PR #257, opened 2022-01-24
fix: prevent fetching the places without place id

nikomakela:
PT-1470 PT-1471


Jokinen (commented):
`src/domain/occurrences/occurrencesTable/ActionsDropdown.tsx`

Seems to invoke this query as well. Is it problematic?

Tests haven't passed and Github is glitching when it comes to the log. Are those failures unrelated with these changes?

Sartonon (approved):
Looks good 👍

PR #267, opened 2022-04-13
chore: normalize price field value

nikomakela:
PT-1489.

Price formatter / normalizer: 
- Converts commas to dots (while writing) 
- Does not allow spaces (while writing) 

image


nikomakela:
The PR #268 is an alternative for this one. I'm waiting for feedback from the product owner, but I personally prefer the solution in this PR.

...

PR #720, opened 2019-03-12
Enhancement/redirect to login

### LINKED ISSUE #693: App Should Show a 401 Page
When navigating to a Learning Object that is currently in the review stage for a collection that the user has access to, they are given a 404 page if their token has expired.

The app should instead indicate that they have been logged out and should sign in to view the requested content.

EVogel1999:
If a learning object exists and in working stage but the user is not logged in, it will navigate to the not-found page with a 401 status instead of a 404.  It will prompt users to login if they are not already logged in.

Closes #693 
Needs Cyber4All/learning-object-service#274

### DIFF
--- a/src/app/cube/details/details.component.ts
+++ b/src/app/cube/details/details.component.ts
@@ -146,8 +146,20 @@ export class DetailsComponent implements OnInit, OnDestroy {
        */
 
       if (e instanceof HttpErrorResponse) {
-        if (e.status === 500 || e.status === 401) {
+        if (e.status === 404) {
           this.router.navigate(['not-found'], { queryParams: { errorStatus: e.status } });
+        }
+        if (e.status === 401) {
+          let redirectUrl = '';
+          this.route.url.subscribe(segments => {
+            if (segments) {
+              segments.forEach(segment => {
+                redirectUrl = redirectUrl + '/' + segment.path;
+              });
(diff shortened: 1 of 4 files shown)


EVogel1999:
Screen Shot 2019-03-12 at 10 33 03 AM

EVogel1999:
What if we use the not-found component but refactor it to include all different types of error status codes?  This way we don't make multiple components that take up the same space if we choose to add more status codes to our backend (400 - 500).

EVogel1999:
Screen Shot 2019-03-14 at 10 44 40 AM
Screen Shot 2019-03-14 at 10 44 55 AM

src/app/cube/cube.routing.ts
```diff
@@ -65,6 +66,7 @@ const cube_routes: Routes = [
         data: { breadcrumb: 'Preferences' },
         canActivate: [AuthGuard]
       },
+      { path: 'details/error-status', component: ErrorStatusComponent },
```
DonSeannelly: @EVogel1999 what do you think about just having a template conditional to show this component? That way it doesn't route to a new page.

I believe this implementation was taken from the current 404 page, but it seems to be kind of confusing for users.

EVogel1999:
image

■ **Directions**
Given the word "Screen", show every line of the records that contains it.

■ **Result of this task**
Screen Shot 2019-03-12 at 10 33 03 AM
Screen Shot 2019-03-14 at 10 44 40 AM
Screen Shot 2019-03-14 at 10 44 55 AM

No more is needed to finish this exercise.